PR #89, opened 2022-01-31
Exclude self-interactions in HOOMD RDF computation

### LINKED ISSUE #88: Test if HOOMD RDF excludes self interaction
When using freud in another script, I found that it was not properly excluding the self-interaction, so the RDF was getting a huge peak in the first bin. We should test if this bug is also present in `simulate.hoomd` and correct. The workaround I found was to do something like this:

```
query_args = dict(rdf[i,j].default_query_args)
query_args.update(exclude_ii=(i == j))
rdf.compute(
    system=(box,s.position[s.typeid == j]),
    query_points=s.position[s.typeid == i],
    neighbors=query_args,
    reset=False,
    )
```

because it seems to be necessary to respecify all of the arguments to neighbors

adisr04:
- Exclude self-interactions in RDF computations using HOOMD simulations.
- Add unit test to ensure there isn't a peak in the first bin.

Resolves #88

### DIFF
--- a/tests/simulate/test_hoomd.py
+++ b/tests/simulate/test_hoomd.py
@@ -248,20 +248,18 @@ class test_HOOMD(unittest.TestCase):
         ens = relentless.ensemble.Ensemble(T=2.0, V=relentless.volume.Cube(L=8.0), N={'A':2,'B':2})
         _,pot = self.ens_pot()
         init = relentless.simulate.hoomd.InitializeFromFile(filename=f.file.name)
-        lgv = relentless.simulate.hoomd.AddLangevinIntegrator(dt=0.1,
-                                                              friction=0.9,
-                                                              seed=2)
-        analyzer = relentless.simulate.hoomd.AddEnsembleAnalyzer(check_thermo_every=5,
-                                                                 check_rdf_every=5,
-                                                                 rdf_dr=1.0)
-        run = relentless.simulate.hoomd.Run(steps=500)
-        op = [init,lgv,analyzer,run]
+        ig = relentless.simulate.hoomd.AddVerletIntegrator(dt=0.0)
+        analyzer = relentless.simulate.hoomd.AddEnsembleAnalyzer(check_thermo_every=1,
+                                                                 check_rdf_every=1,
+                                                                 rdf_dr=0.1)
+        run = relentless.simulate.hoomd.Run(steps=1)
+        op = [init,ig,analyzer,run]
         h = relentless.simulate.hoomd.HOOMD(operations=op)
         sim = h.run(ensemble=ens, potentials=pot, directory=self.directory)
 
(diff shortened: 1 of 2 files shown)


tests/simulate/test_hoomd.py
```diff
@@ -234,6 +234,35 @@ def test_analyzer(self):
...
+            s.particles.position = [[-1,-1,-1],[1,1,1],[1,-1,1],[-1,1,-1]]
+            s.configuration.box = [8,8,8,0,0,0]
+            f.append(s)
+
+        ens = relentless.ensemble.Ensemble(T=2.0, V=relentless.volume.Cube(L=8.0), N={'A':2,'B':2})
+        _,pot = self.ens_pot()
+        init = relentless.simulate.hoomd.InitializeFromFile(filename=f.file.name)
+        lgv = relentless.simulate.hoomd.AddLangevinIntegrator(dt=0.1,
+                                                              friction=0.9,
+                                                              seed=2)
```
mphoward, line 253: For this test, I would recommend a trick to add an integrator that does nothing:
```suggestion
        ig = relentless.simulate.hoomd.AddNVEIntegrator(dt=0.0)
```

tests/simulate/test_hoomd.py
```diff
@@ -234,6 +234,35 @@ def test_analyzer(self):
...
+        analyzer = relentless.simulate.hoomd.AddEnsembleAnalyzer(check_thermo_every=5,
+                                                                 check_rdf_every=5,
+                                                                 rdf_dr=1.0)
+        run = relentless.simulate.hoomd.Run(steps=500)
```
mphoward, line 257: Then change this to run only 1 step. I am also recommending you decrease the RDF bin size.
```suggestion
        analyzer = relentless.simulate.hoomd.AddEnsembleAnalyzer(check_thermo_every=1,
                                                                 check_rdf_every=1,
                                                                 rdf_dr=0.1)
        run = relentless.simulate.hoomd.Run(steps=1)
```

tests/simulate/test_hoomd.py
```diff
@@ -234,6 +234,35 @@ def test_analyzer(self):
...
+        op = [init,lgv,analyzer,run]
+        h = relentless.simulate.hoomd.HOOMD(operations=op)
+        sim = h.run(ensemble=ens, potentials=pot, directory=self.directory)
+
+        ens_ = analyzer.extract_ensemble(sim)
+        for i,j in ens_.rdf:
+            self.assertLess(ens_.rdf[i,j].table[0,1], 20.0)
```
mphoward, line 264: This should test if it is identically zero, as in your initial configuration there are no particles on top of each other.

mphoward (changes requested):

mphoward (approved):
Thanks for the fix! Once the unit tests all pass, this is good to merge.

==

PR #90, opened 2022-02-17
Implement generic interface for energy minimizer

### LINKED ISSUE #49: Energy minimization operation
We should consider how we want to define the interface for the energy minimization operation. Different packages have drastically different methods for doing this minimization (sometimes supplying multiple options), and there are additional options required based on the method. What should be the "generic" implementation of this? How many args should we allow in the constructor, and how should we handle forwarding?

* _TASK GOAL_
Please show all lines from the entries that contain the word "also".

* _RESULT OF THIS EXERCISE_
When using freud in another script, I found that it was not properly excluding the self-interaction, so the RDF was getting a huge peak in the first bin. We should test if this bug is also present in `simulate.hoomd` and correct. The workaround I found was to do something like this:
mphoward, line 257: Then change this to run only 1 step. I am also recommending you decrease the RDF bin size.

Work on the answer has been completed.